In the first article in this series (Building map based apps - The Camino), the data being sent to Azure was a jpeg image that happened to have geospatial information attached. For that use case it worked well, but it was not designed for high-volume or low-latency scenarios.
So let's change it a bit and make a real-time tracking/mapping solution. The basic architecture is shown here.
The only real difference between this approach and the photo capture solution is replacing the blob storage account with an IOT Hub and Service Bus.
The mobile client is using this package Maui-GeolocatorPlugin (James Montemagno/Travis Yeik) to subscribe to location changes on the device.
When a location change is detected, a few lines of code send the metadata to Azure IOT Hub :
public async Task SendIOTMessage2(DateTimeOffset dt,double longitude,double latitude, double altitude)
{
DeviceClient client = DeviceClient.CreateFromConnectionString(ConnString, TransportType.Http1);
String dataBuffer = string.Format("{{\"Longitude\":\"{0}\",\"Latitude\":\"{1}\",\"Altitude\":\"{2}\",\"Timestamp\":\"{3}\"}}", longitude,latitude,altitude,dt);
using var msg = new Message(Encoding.UTF8.GetBytes(dataBuffer));
try {
await client.SendEventAsync(msg).ConfigureAwait(false);
}
catch (Exception ex) {
txtLongitude.Text = "Error in IOT";
//deal with this.
}
}
In this case as I'm using an IOT Hub, so each device needs to be enrolled and will have a connection string similar to :
"HostName=myiothubname.azure-devices.net; DeviceId=device1;SharedAccessKey=XXX34jh5g3j4hg5j3h4g5j3hg43jhgXXX="

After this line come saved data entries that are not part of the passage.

PR #4018, opened 2023-02-14
Set VTK 9.0 as the minimum supported version

mwtoews:
### Overview

As discussed in #3938 this PR removes pre-VTK 9 logic, setting VTK 9.0 as the minimum supported version.

### Details

- Plenty of chops and simplifications where pre-VTK 9 logic was enabled
- Changes to `pyvista/_vtk.py` are difficult to see due the change of indent level, but are relatively minor
- Keep `pyvista._vtk.VTK9` for now, as this is used externally by pytest-pyvista; remove `pyvista._vtk.VTK91` which had limited use
- From pyvista/utilities/cells.py, remove `generate_cell_offsets_loop()` and `generate_cell_offsets()`, which were only used for pre-VTK9 `UnstructuredGrid()` with four arguments
- With the plotting renderer classess,  remove the `can_process_events` property and other variables like `VERY_FIRST_RENDER` and `update_timer_id`
- Update docstrings and examples, where relevant
- Remove comments, notes or other remarks about previous versions
- Removed the `needs_vtk9` pytest marker


MatthewFlamm:
I started https://github.com/pyvista/pytest-pyvista/pull/44 to enable this PR.

pyproject.toml
```diff
@@ -33,7 +33,7 @@ dependencies = [
     'pooch',
     'scooby>=0.5.1',
     "typing-extensions; python_version < '3.8'",
-    'vtk',
+    'vtk>=9.0.0',
```
banesullivan, line 36: We don't want to add any version constraints on VTK as the VTK version string can be set to all kinds of different things depending on where it came from and we do not want pip to mess with an already installed VTK

pyvista/__init__.py
```diff
@@ -35,11 +35,11 @@
...
 ID_TYPE = _get_vtk_id_type()
 
-# determine if using at least vtk 5.0.0
-if vtk_version_info.major < 5:  # pragma: no cover
+# determine if using at least vtk 9.0.0
+if vtk_version_info.major < 9:  # pragma: no cover
     from pyvista.core.errors import VTKVersionError
 
-    raise VTKVersionError('VTK version must be 5.0 or greater.')
+    raise VTKVersionError('VTK version must be 9.0.0 or greater.')
```
banesullivan, line 42: This is sufficient for the version constraint and why we can not have a constraint in the setup.py/pyproject.toml

banesullivan:
This is fantastic and I am eager to merge this when everyone is on board!

pyvista/utilities/reader.py
```diff
@@ -1392,20 +1392,9 @@ def add_q_files(self, files):
                 files = [files]
         files = [_process_filename(f) for f in files]
 
-        if hasattr(self.reader, 'AddFileName'):
-            # AddFileName was added to vtkMultiBlockPLOT3DReader sometime around
-            # VTK 8.2. This method supports reading multiple q files.
```
MatthewFlamm, line 1397: Given the weakness of the language here, are we sure that it works in vtk versions 9.0+?  Is this in a test?

tests/test_filters.py
```diff
@@ -577,7 +566,6 @@ def test_outline_composite(composite):
     assert isinstance(output, pyvista.PolyData)
     output = composite.outline(nested=True, progress_bar=True)
 
-    # vtk 9.0.0 returns polydata
```
MatthewFlamm, line 580: I can't suggest an edit for some reason, but it looks like this comment might still be relevant.

MatthewFlamm (commented):
Some comments to get started.

pyvista/utilities/reader.py
MatthewFlamm: It looks like there is a test for this, so it should be caught in the tests.

tests/test_filters.py
adeak: (If you hover over the "suggest edit" icon it says "Applying suggestions on deleted lines is not supported.)

adeak: (If you hover over the "suggest edit" icon it says "Applying suggestions on deleted lines is not supported.)

pyproject.toml
mwtoews: good point (https://github.com/conda-forge/vtk-feedstock/issues/234). I'll leave a comment instead.

examples/00-load/create-unstructured-surface.py
```diff
@@ -60,12 +60,7 @@
 points = np.vstack((cell1, cell2)).astype(float)
 
 # create the unstructured grid directly from the numpy arrays
-# The offset is optional and will be either calculated if not given (VTK version < 9),
-# or is not necessary anymore (VTK version >= 9)
-if pv.vtk_version_info < (9,):
-    grid = pv.UnstructuredGrid(offset, cells, cell_type, points)
```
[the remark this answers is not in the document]
mwtoews: Thanks, there were a few other parts of this example to revise w.r.t. offsets.

tests/test_filters.py
mwtoews: I'm not sure if "modern vtk returns polydata" is better, but I'm trying to remove comments that relate only to older versions. Removing version info sort-of helps logically understand that this was older behaviour.

MatthewFlamm: I was assuming that versions >9.0.0 return MultiBlock rather than PolyData, but I don't actually know.  If this indeed is a difference between 8.x and 9.x, we should clean up this test better.  Either way, I think this comment is useful, either to describe why the test is the way it is or as a pointer for future cleanup.

pyvista/plotting/plotting.py
```diff
@@ -6270,10 +6248,6 @@ def on_timer(iren, event_id):
         else:
             self.window_size = window_size
 
-        # add timer event callback to break out of blocking interactive update call (only needed for VTK<9)
-        if not self.iren.can_process_events:
-            self.iren.add_observer(_vtk.vtkCommand.TimerEvent, on_timer)
```
dcbr, line 6275: You can also delete the `on_timer` callback now, as it's not used anywhere else as far as I know.

pyvista/_vtk.py
```diff
@@ -2,772 +2,651 @@
...
 """
 # flake8: noqa: F401
 
-# Checking for VTK9 here even though 8.2 contains vtkmodules.  There
-# are enough idiosyncrasies to VTK 8.2, and supporting it would lead
-# to obscure code.
+from vtkmodules.vtkCommonCore import vtkVersion
 
+# keep legacy variable
+VTK9 = vtkVersion().GetVTKMajorVersion() >= 9
```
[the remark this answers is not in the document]
MatthewFlamm: This was merged, and then when we have a release, we can clean up here.

pyvista/plotting/plotting.py
mwtoews: Thanks. I've left a similar `on_timer` in `tests/test_render_window_interactor.py` alone, as it seems to be different.

MatthewFlamm:
This PR will be increasingly hard to maintain as other PRs are merged.  I recommend merging soon if agreed upon.  I made https://github.com/pyvista/pytest-pyvista/pull/47 for a release then this PR can be finalized.

pyvista/_vtk.py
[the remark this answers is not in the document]
akaszynski: Removed in 2d1a71f99261fa7cfe479e55ceb14ff0db47dad9.

akaszynski (approved):
This is good to go. Thanks @mwtoews.

Let's merge this soon to avoid any potential merge conflicts.

MatthewFlamm (approved):
A forward looking thought: I'm not sure whether it would be now better to `from vtkmodules import ...` where it is used.  `_vtk` now mostly just flattens `vtkmodules`.

akaszynski:
> A forward looking thought: I'm not sure whether it would be now better to from vtkmodules import ... where it is used. _vtk now mostly just flattens vtkmodules.

This is a great point. One issue we've had is that we load everything all upfront despite not using all libraries. If we instead "lazy load" everything, we can improve load time and memory footprint.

An IOT Hub provides two way messaging and a host of other features, but a simple Event Hub could be used if these are not needed or device enrollment is overkill.

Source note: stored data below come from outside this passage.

PR #4052, opened 2023-02-22
Fix bug of get_data_range method in Table class.

tkoyama010:
### Overview

Fix bug of get_data_range method in Table class.

 

##### main
```python
>>> import pyvista as pv
>>> import numpy as np
>>> nr, nc = 50, 3
>>> arrays = np.random.rand(nr, nc)
>>> table = pv.Table(arrays)
>>> table.get_data_range()
(nan, nan)
```

##### PR
```python
>>> import pyvista as pv
>>> import numpy as np
>>> nr, nc = 50, 3
>>> arrays = np.random.rand(nr, nc)
>>> table = pv.Table(arrays)
>>> table.get_data_range()
(0.00127223358750439, 0.9922766866883922)
```

### Details

- None

### DIFF
--- a/pyvista/core/objects.py
+++ b/pyvista/core/objects.py
@@ -350,7 +350,7 @@ class Table(_vtk.vtkTable, DataObject):
         if isinstance(arr, str):
             arr = get_array(self, arr, preference=preference)
         # If array has no tuples return a NaN range
-        if arr.size == 0 or not np.issubdtype(arr.dtype, np.number):
+        if arr is None or arr.size == 0 or not np.issubdtype(arr.dtype, np.number):
             return (np.nan, np.nan)
         # Use the array range
         return np.nanmin(arr), np.nanmax(arr)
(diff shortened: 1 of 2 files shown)


pyvista/core/objects.py
```diff
@@ -346,11 +346,11 @@ def get_data_range(self, arr=None, preference='row'):
         """
         if arr is None:
             # use the first array in the row data
-            self.GetRowData().GetArrayName(0)
+            arr = self.GetRowData().GetArrayName(0)
         if isinstance(arr, str):
             arr = get_array(self, arr, preference=preference)
         # If array has no tuples return a NaN range
-        if arr is None or arr.size == 0 or not np.issubdtype(arr.dtype, np.number):
+        if arr.size == 0 or not np.issubdtype(arr.dtype, np.number):
```
tkoyama010, line 353: I noticed that this line is correct.
```suggestion
        if arr is None or arr.size == 0 or not np.issubdtype(arr.dtype, np.number):
```

banesullivan (approved):
Good catch, thanks!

The IOT Hub is using simple message routing to drop each update into a Service Bus queue :
From there, an Azure Function is triggered that adds a record to the SQL table :
#r "Newtonsoft.Json"
using System;
using System.Threading.Tasks;
using Newtonsoft.Json;
using Microsoft.Data.SqlClient;
public static void Run(string myQueueItem, ILogger log)
{
dynamic json = JsonConvert.DeserializeObject(myQueueItem);
string altitude = json["Altitude"];
string longitude = json["Longitude"];
string latitude = json["Latitude"];
DateTime ts = json["Timestamp"];
string format = "yyyy-MM-dd HH:mm:ss";
//Important - add data validation and error handling
SqlConnection sqlConnection1 = new SqlConnection(Connstring);
SqlCommand cmd = new SqlCommand();
log.LogInformation(ts.ToString(format));
cmd.CommandText = "insert into locations (latitude,longitude,altitude,ts) VALUES (" + latitude + "," + longitude + "," + altitude + ",'" + ts.ToString(format) + "')";
cmd.Connection = sqlConnection1;
sqlConnection1.Open();
cmd.ExecuteNonQuery();
sqlConnection1.Close();
return;
}
The rest of the solution is essentially unchanged from Building map based apps - The Camino.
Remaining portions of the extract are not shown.